ATLANTA (FinalCall.com) – – Supporters of Imam Jamil Al-Amin, who was known as outspoken leader H. Rap Brown in the heyday of the Black Power Movement of the 1960s and 1970s, recently gathered in front of the Georgia Capitol for a Day of Action.
“Our voices will demonstrate that we across the country demand that Georgia end its excessive punishment of the Imam,” said organizers. “Please join us on March 19 as we inform Georgia and the country that we call for justice for Imam Jamil,” said Mauri Saalakhan of the Peace and Justice Foundation, in a written statement.
The major demand by family, friends and supporters at the Capitol was that the state of Georgia bring the imam, or Islamic religious leader, back from the federal supermax prison in Florence, Colo., to a prison in Georgia.
In 2002, Imam Jamil Al-Amin was found guilty of shooting and killing a Fulton County Sheriff’s deputy. “Issues surrounding the case and the imam’s conviction have always been problematic with serious questions of the imam’s guilt in the whole shooting incident, especially given a confession by another,” said his supporters. Imam Al-Amin was well-known for his leadership of a community in Atlanta that had a reputation for fighting crime and violence.
Questions about his convicted were compounded in 2007, when Georgia officials “suddenly moved the imam from Georgia’s Reidsville State Prison to the supermax prison in Florence, Colorado,” his supporters added. “This abrupt move, without informing the family, led to pressing questions regarding the federal government’s complicity in the case.
“Was the imam being punished because he is Muslim? Just prior to his abrupt move to Florence in 2007, Muslims in Georgia’s prisons had asked that he serve as the imam for Muslim prisoners throughout the State of Georgia. This was without the imam’s prompting but it was clearly an acknowledgement by others of the respect for him and his leadership,” said organizers of the rally.
“Is he also being punished because of his extraordinary civil rights history through the Student Non-Violent Coordinating Committee (SNCC) in the 1960s and his ongoing demands and activism for civil and human rights?” they asked.

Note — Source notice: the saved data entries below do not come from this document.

PR #709, opened 2024-10-16
feat: Fixed lshr and shl being swapped in PrettyEDSL

lfrenot:


SSA/Projects/InstCombine/scripts/test/minimal.lean
```diff
@@ -0,0 +1,102 @@
+import SSA.Projects.InstCombine.LLVM.Semantics
```
tobiasgrosser: This file seems unrelated. Also, do you need to update the test cases for this specific change?

lfrenot: Oh, yes I didn't mean to have this file still there

lfrenot: As for updating the test cases, I wanted to do some edits to the generators first

PR #718, opened 2024-10-23
feat: add scripts for evaluation of bv performance

luisacicolini:
`compare-leansat-vs-bitwuzla` sets the width of bitvector in tested files to different values and run the tests `reps` times.


SSA/Projects/InstCombine/HackersDelight/ch2_2AdditionAndLogicalOps.lean
```diff
@@ -10,183 +10,183 @@ namespace AdditionCombinedWithLogicalOperations
...
+variable {x y z : BitVec 64}
 
 theorem neg_eq_not_add_one :
     -x = ~~~ x + 1 := by
   /-
   Bitwuzla proved the goal after 0.000000ms
   LeanSAT proved the goal after 2.000000ms: rewriting 0.000000ms, bitblasting 0.000000ms, SAT solving 0.000000ms, LRAT processing 0.000000ms
   -/
-  bv_compare'
+  sorry
```
tobiasgrosser: Why are these changes needed? Can we drop them?

SSA/Projects/InstCombine/TacticAuto.lean
```diff
@@ -185,7 +185,7 @@ macro "alive_auto": tactic =>
 macro "bv_compare'": tactic =>
   `(tactic|
       (
-        -- bv_compare "/usr/local/bin/bitwuzla"
-        bv_decide
+        -- bv_compare "/usr/local/bin/bitwuzla""""""
+        bv_decide -- test
```
tobiasgrosser: These changes are unrelated.

SSA/Projects/InstCombine/tests/proofs/g2004h02h23hShiftShiftOverflow_proof.lean
```diff
@@ -7,4 +7,3 @@ section g2004h02h23hShiftShiftOverflow_proof
 theorem test_thm (x : BitVec 32) : (x.sshiftRight 17).sshiftRight 17 = x.sshiftRight 31 := sorry
 
 theorem test2_thm (x : BitVec 32) : x <<< 34 = 0#32 := sorry
-
```
tobiasgrosser: This change is unrelated.

xdsl.nix
```diff
@@ -1,46 +0,0 @@
...
-  # do not run tests
-  doCheck = false;
-
-  meta = with lib; {
-    description = "Audio Activity Detection tool that can process online data as well as audio files";
-    mainProgram = "xdsl";
-    homepage = "https://github.com/amsehili/xdsl/";
-    changelog = "https://github.com/amsehili/xdsl/blob/v${version}/CHANGELOG";
-    license = licenses.mit;
-    maintainers = [ ];
```
tobiasgrosser: Why are you dropping nix?

tobiasgrosser (approved):
Otherwise, this LGTM.

SSA/Projects/InstCombine/TacticAuto.lean
luisacicolini: I added the `-- test` becausa to make the tests fully automatic I am `sed`ding `bv_decide` to un/comment it and un/comment the line above. However, the file contains another `bv_decide` that we don't want to replace, so I added the `-- test` to distinguish the two. The `"""""` are a mistake instead

SSA/Projects/InstCombine/HackersDelight/ch2_2AdditionAndLogicalOps.lean
luisacicolini: Yes, atm the scripts replace `sorry` and `bv_compare'` when the tests are being ran, and `sorry` is put back after the tests have been ran to "restore" them to an original state. But if we're happy with always having `bv_compare'` and just change the `Leanwuzla` import that also works

SSA/Projects/InstCombine/TacticAuto.lean
tobiasgrosser: Then maybe explain using something like `-- replace this with bv_compare to evaluate performance`. This is a helpful comment and you can still match on it.

SSA/Projects/InstCombine/HackersDelight/ch2_2AdditionAndLogicalOps.lean
tobiasgrosser: I think we are.

luisacicolini: Actually, AFAIU leaving `bv_compare'` is preventing CI from passing

luisacicolini:
Good to go if CI passes now, I'll then open a new PR for the proper github action

PR #726, opened 2024-10-26
feat: add `(msb, getMsbD)_twoPow`

luisacicolini:


SSA/Projects/InstCombine/ForLean.lean
```diff
@@ -494,6 +494,23 @@ theorem msb_abs {w : Nat} {x : BitVec w} :
...
   simp [BitVec.abs]
 
+@[simp]
+theorem getMsbD_twoPow {i j w: Nat} :
+    (twoPow w i).getMsbD j = (decide (i < w) && decide (j = w - i - 1)) := by
+  simp only [getMsbD_eq_getLsbD, getLsbD_twoPow]
+  by_cases h₀ : i < w <;> by_cases h₁ : j < w <;>
+  simp [h₀, h₁]
+  omega
+  omega
```
tobiasgrosser:
```suggestion
  simp [h₀, h₁] <;> omega
```

tobiasgrosser: If there are multiple cases, we want to either use `·` to enumerate them of handle all of them with `<;>`. Given that you already started with `<;>` we probably should use it for `omega`, too.

tobiasgrosser (approved):
Very nice.

PR #728, opened 2024-10-26
feat: plots and stats for llvm tests

luisacicolini:
wanted to check the diff nicely after fixing the conflicts


luisacicolini:
before merging the PR I would like to merge the scripts for hacker's delight and llvm tests so to only have one and make things a bit tidier :)

luisacicolini:
I feel like this is now ready to be merged. I shall run some more tests today and potentially update the plots etc, but will open another PR for that. CC @tobiasgrosser @bollu

tobiasgrosser:
Cool. Then let's merge this.

PR #731, opened 2024-10-27
chore: fix encoding issues

tobiasgrosser:
When rebuilding the test cases I run into encoding issues that lead to the error:

  codec can't decode byte 0xe2 in position

This change fixes this issue.


lfrenot:
Looks good to me

lfrenot (approved):

PR #738, opened 2024-10-29
feat: Adding boolean notation to llvm constant declaration

lfrenot:
The goal is to make the minimal definition in [SSA/Projects/InstCombine/scripts/files/minimal.lean](https://github.com/opencompl/lean-mlir/compare/instcombine-bool?expand=1#diff-ae27b88181224ab18e88f86dab646614a0ac054f918a9ad392df4c0251af6ae9) able to be interpreted


tobiasgrosser:
This has been -- for now -- superseded with https://github.com/opencompl/lean-mlir/pull/739. We can revise this if we need support at the generic-syntax level.

PR #186, opened 2017-04-13
correct path for sftp from windows appveyor

eolivi:
from	
        build\OpenMEEG-2.3.0.2-Win64-OpenBLAS-static.tar.gz
to
	OpenMEEG-2.3.0.2-Win64-OpenBLAS-static.tar.gz

### DIFF
--- a/.travis.yml
+++ b/.travis.yml
@@ -11,7 +11,7 @@ matrix:
         - USE_VTK=1
         - ENABLE_PACKAGING=1
         - BUILD_DOCUMENTATION=1
-       #- BLASLAPACK_IMPLEMENTATION=Auto (not specifying is the same as Auto)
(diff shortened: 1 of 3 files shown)


agramfort:
@eolivi are you also building packages for mac?

eolivi:
you are right.. it should, but it did not:
  File "/Users/travis/build/openmeeg/openmeeg/build_tools/upload_package_gforge.py", line 4, in <module>
    import paramiko
ImportError: No module named paramiko

one minute: I'll correct that here too.

BTW we only pack in tgz for Mac ? I think we will soon pack as well in DEB

agramfort:
yes +1 for .tgz on mac

for debian I think it's more tricky to do proper and have it accepted in
debian testing.

PR #189, opened 2017-04-24
[MRG] Restoring the possibility for EIT patches to have only 3 columns (not spatially extended).

eolivi:
after speaking with one of our user, we have figured out that before (release 2.1), it was possible to give EIT patch as a 3 columns matrix: x y z
whereas we have introduced later (at least in release2.3), the option for extended sensors as circular patches: x y z r
where r is the radius of the patch.
But It was badly done (probably me), and prohibited the use of EIT patches without spatial extension... 
this PR correct this behaviour. 

A test is added for a 3 column patch for Head2. but as before the gain computed is not compared to any analytical solution (since we don't have any for EIT).
[ anyway EIT remains validated through the specific test om_validate_EIT (test: EITvalidation-dipoles-Head) ]


eolivi:
appveyor did not run...

eolivi:
appveyor did not run....

eolivi:
appveyor did not run....

agramfort:
@eolivi let me know when CIs are happy

in the mean time I've the PR to [WIP]. Then make it [MRG]

eolivi:
I didn't get why you've put WIP. CIs are happy, and it waits for review

OpenMEEG/libs/OpenMEEG/src/sensors.cpp
```diff
@@ -225,7 +227,7 @@ namespace OpenMEEG {
     void Sensors::findInjectionTriangles() {
         om_error(m_geo!=NULL);
         m_weights = Vector(m_positions.nlin());
-        m_weights.set(0.);
+        m_weights.set(1.);
```
eolivi: no, each weight was overwritten ... but I've set the default case for the 3-columns EIT case

agramfort:
besides LGTM

it would be nice to keep track of all the bug fixes and changes.

see how we do with mne : http://martinos.org/mne/stable/whats_new.html#whats-new

this pages get's updated for every PR merged.

agramfort:
thx @eolivi

PR #191, opened 2017-05-05
Cgal surfacic

eolivi:
adding a tool to decimate properly a mesh, this tool keeps the topology of the input mesh, which is not always the case if you use the remesh tool.


eolivi:
Do not merge, because I want to find a better solution, because now, each cgal tool is about 80 MB, which is definitely too big. So I'll propbably do a intermediate library, or merge tools.

agramfort:
thanks @eolivi for looking into this yet I think this problem is solved already by MNE, Fieldtrip and Brainstorm. I don't think it's the role of OpenMEEG to take care of the geometry processing.

I also think that CGAL is absolutely not mandatory to make a release that is desperately needed. We can do it later.

my humble 2c...

eolivi:
yes, we have a user that was happy with our cgal tool, except for the decimation of the inner source space (lh.white.gii from freesurfer) where the topology was not preserved.
So Kai gave us his cgal tool for that. This is just the integration of such a tool.
p.s: does mne provide meshing tools ? only bem_watershed from freesurfer, nope ? our user did not want to use matlab

agramfort:
ok I see the background now. Yes mne has mne_watershed_bem and
mne_flash_bem if you have MRI Flash images.

OpenMEEG/libs/OpenMEEGMaths/include/matrix.h
```diff
@@ -188,8 +188,9 @@ namespace OpenMEEG {
     inline double Matrix::frobenius_norm() const {
     #ifdef HAVE_LAPACK
     if ( nlin()*ncol() != 0 ) {
-        double work;
-        return DLANGE('F',sizet_to_int(nlin()),sizet_to_int(ncol()),data(),sizet_to_int(nlin()),&work);
+        double work = -1.;
```
papadop: #define UNUSED(expr) do { (void)(expr); } while (0)
Add a call to this macro in BlasLapackImplementations/OpenMEEGMathsOpenBLASConfig.h

OpenMEEG/tools/CMakeLists.txt
```diff
@@ -38,26 +38,43 @@ add_executable(om_mesh_to_dip mesh_to_dip.cpp)
...
     endforeach()
     if (CGAL_ImageIO_FOUND) # these are tools hanling images (.inr format only for the moment!)
         foreach(target cgal_mesh_3Dlevelset_image cgal_mesh_3Dlabeled_image)
             add_executable(om_${target} ${target}.cpp)
             list(APPEND OM_CGAL_EXEC om_${target})
-            target_link_libraries(om_${target} OpenMEEG ${CGAL_LIBRARIES} ${VTK_LIBRARIES})
+            target_link_libraries(om_${target} OpenMEEG OpenMEEGCgal ${CGAL_LIBRARIES} ${VTK_LIBRARIES})
             target_include_directories(om_${target} PUBLIC ${CGAL_INCLUDE_DIRS})
             target_compile_options(om_${target} PUBLIC ${CGAL_CXX_FLAGS})
         endforeach()
```
papadop: Factorize ?

OpenMEEG/tools/cgal_decimate.cpp
```diff
@@ -0,0 +1,62 @@
...
+
+The fact that you are presently reading this means that you have had
+knowledge of the CeCILL-B license and that you accept its terms.
+*/
+
+// Mesh simplification adapted from Kai Dang 2015 @ Inria
+
+#include <mesh.h>
+#include <options.h>
+#include "cgal_mesh.h"
```
papadop: Use <>

OpenMEEG/tools/cgal_mesh.cpp
```diff
@@ -0,0 +1,417 @@
+/*
```
papadop: Split in sevral files while keeping the idea of a library.

PR #192, opened 2017-05-12
Correct EIT RHS, and operatorP1P0

eolivi:
This solves a bug in operatorP1P0 present from eb008e50

### DIFF
--- a/OpenMEEG/libs/OpenMEEG/include/operators.h
+++ b/OpenMEEG/libs/OpenMEEG/include/operators.h
@@ -180,7 +180,10 @@ namespace OpenMEEG {
     }
 
     inline double _operatorP1P0(const Triangle& T2,const Vertex& V1) {
-        return (T2.contains(V1)) ? 0.0 : T2.area()/3.0;
+        double result = 0.;
+        if  (T2.contains(V1))
+            result = T2.area()/3.0;
+        return result;
     }
 
     template <typename T>
@@ -422,7 +425,7 @@ namespace OpenMEEG {
         // This time mat(i, j)+= ... the Matrix is incremented by the P1P0 operator
         std::cout << "OPERATOR P1P0... (arg : mesh " << m.name() << " )" << std::endl;
         for (Mesh::const_iterator tit = m.begin(); tit != m.end(); ++tit)
-            for (Mesh::VectPVertex::const_iterator pit = m.vertex_begin(); pit != m.vertex_end(); ++pit)
+            for (Triangle::const_iterator pit = tit->begin(); pit != tit->end(); ++pit)
                 mat(tit->index(), (*pit)->index()) += _operatorP1P0(*tit, **pit) * coeff;
     }
 
--- a/OpenMEEG/libs/OpenMEEG/src/assembleSourceMat.cpp
+++ b/OpenMEEG/libs/OpenMEEG/src/assembleSourceMat.cpp
@@ -142,6 +142,9 @@ namespace OpenMEEG {
     void assemble_EITSourceMat(Matrix& mat, const Geometry& geo, const Sensors& electrodes, const unsigned gauss_order)
     {
         //  A Matrix to be applied to the scalp-injected current to obtain the Source Term of the EIT foward problem.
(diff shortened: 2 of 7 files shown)


OpenMEEG/libs/OpenMEEG/include/operators.h
```diff
@@ -180,7 +180,10 @@ namespace OpenMEEG {
     }
 
     inline double _operatorP1P0(const Triangle& T2,const Vertex& V1) {
-        return (T2.contains(V1)) ? 0.0 : T2.area()/3.0;
+        double result = 0.;
+        if  (T2.contains(V1))
+            result = T2.area()/3.0;
+        return result;
     }
```
eolivi: there was the bug

OpenMEEG/libs/OpenMEEG/include/operators.h
```diff
@@ -422,7 +425,7 @@ namespace OpenMEEG {
         // This time mat(i, j)+= ... the Matrix is incremented by the P1P0 operator
         std::cout << "OPERATOR P1P0... (arg : mesh " << m.name() << " )" << std::endl;
         for (Mesh::const_iterator tit = m.begin(); tit != m.end(); ++tit)
-            for (Mesh::VectPVertex::const_iterator pit = m.vertex_begin(); pit != m.vertex_end(); ++pit)
+            for (Triangle::const_iterator pit = tit->begin(); pit != tit->end(); ++pit)
                 mat(tit->index(), (*pit)->index()) += _operatorP1P0(*tit, **pit) * coeff;
```
eolivi: not needed to iterate over all vertices each time ! only the vertex of the triangle

OpenMEEG/libs/OpenMEEG/src/sensors.cpp
```diff
@@ -153,10 +153,10 @@ namespace OpenMEEG {
         // weights
```
eolivi: just renaming radius -> radii

OpenMEEG/libs/OpenMEEG/src/assembleSourceMat.cpp
```diff
@@ -153,31 +156,35 @@ namespace OpenMEEG {
...
 
-        for (Geometry::const_iterator mit0=geo.begin();mit0!=geo.end();++mit0){
+        for (Geometry::const_iterator mit0 = geo.begin(); mit0 != geo.end(); ++mit0) {
             if (mit0->current_barrier()) {
-                for (Geometry::const_iterator mit1=geo.begin();mit1!=geo.end();++mit1){
-                    const int orientation=geo.oriented(*mit0,*mit1);
-                    if (orientation!=0){
-                        operatorS(*mit1,*mit0,transmat,geo.sigma_inv(*mit0,*mit1)*(-1.0*K*orientation),gauss_order);
-                        operatorD(*mit1,*mit0,transmat,(K*orientation),gauss_order,true);
+                for (Geometry::const_iterator mit1 = geo.begin(); mit1 != geo.end(); ++mit1) {
```
agramfort: we need to setup a linter for these style changes otherwise we'll keep arguing with @papadop 

personally I prefer with space. Let's just have robot to tell us what style to adopt.

agramfort:
LGTM

OpenMEEG/libs/OpenMEEG/include/operators.h
eolivi: of for you or shall I change that into:
return (T2.contains(V1))?T2.area()/3.0:0.;
as Theo suggest ?

eolivi:
P.S: the validateEIT test did not fail before nor now because the difference are at 10^-13 for this test.
This does not mean that some other cases were not impacted more.
Checking the Calderon Identities will soon cover the correctness of all our operators.

OpenMEEG/libs/OpenMEEG/include/operators.h
agramfort: this is way more readable for me. Please keep it like this.

eolivi:
merge ?

agramfort:
thanks @eolivi

PR #193, opened 2017-05-16
cosmit: changing for insensitive case option.

eolivi:


agramfort:
appveyor is not happy

LGTM otherwise

OpenMEEG/src/assemble.cpp
```diff
@@ -48,6 +48,10 @@ knowledge of the CeCILL-B license and that you accept its terms.
 #include <sensors.h>
 #include <geometry.h>
 
+#ifdef _MSC_VER
+#define strcasecmp _stricmp
+#endif
+
```
eolivi: I had to add that ...

agramfort:
+1 for merge

papadop:
Well, this is not equivalent to the existing code as now H2m and h2M will also be accepted... I'm not sure at all to like this change. This is against all practice (at least on unix like machines, I do not know for windows which might be case insensitive by principle in which case it'll be OK for windows) or MacOs, but I do not think that polluting one system by (poor) practices of another is good. I do not know why we have made such a complex setup initially.

papadop:
What does it try to solve ?

eolivi:
> this is not equivalent 

you are right.

As you want. it was just to save space, and not having to write all cases

agramfort:
> What does it try to solve ?

don't break API and make the code shorter and less bug prone?

eolivi:
I remove the useless "std::", and addedd the missing messages in somecases

OpenMEEG/src/assemble.cpp
```diff
@@ -50,27 +52,30 @@ knowledge of the CeCILL-B license and that you accept its terms.
...
 int main(int argc, char** argv)
 {
     print_version(argv[0]);
 
     bool OLD_ORDERING = false;
-    if ( argc<2) {
-        cerr << "Not enough arguments \nPlease try \"" << argv[0] << " -h\" or \"" << argv[0] << " --help \" \n" << endl;
+    if ( argc<2 ) {
+        getHelp(argv);
         return 0;
```
eolivi: instead of complaining: help the user. (do we go for that behavior in other binarys ?)

OpenMEEG/src/assemble.cpp
```diff
@@ -81,17 +86,11 @@ int main(int argc, char** argv)
...
-            std::cerr << "Please set conductivities filepath !" << endl;
-            exit(1);
-        }
+    if ( option(argv[1], {"-HeadMat","-HM", "-hm"}) ) {
         if ( argc < 5 ) {
-            std::cerr << "Please set output filepath !" << endl;
+            cerr << "Please set geometry filepath" << endl;
+            cerr << "           conductivities filepath" << endl;
+            cerr << "           output filepath" << endl;
             exit(1);
```
papadop: A better message is to say that option HeadMat requires 3 files (geometry,conductivity and output) and only XX have been provided.

papadop: I propose that this message is integrated to the option function by passing the list of files (then the number can be decided and the message generated/adapted. And even much less lines of code !!!!

agramfort: agreed. It's good practice to say what was wrong instead of just saying how it should be.

agramfort:
@papadop merge when you're happy

papadop:
There is still a minor glitch because a , is at the end of the list of parameters.

PR #194, opened 2017-05-19
Packaging on Windows

eolivi:
As we have changed our ways of handling dlls:
Before: copy all dll to the bin folder
Present: do not copy any Dll to bin, only specify the PATH where the dlls are.

So what was missing was that: the dll s were no more in the package.

Now from the SP packaging we call all subprojects packagings


cmake/Packaging.cmake
```diff
@@ -15,10 +15,14 @@ if (ENABLE_PACKAGING)
     set(CPACK_GENERATOR "TGZ")
 
     # if we want to generate all the sub-project packages:
-    #set(CPACK_INSTALL_CMAKE_PROJECTS "${CMAKE_CURRENT_BINARY_DIR}/matio/build;matio;ALL;/" "${CMAKE_CURRENT_BINARY_DIR}/OpenMEEG/build;OpenMEEG;ALL;/")
-
-    # call cpack for OpenMEEG
     set(CPACK_INSTALL_CMAKE_PROJECTS "${CMAKE_CURRENT_BINARY_DIR}/OpenMEEG/build;OpenMEEG;ALL;/")
+    foreach (dep ${MSINTTYPES} zlib ${VTK_} hdf5 matio ${LAPACK})
```
papadop: I'm merging. I just wonder whether it would not be smart to introduce an OpenMEEG_DEPENDENCIES (or sthg like that) and use it everywhere. Otherwise there is the chance that we change the list in the main CMakeList.txt and not here.....

papadop:
See above....

cmake/Packaging.cmake
eolivi: yes you're right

Supporters also insist the imam’s case was a local, not a federal case, and say no federal charges, conviction, or sentences were handed down. “Even in spite of this, the State of Georgia chose to move him out of Georgia’s prison population to a federal prison 1,400 miles away from his family and attorneys. The conditions in the prison are extraordinarily punitive including 24-hour isolation in an underground facility with no human contact,” supporters charged.
They argue Georgia taxpayers are paying the federal government for the “punitive conditions.”
“Notwithstanding the moral considerations, paying for such punishment is un-called for,” they said.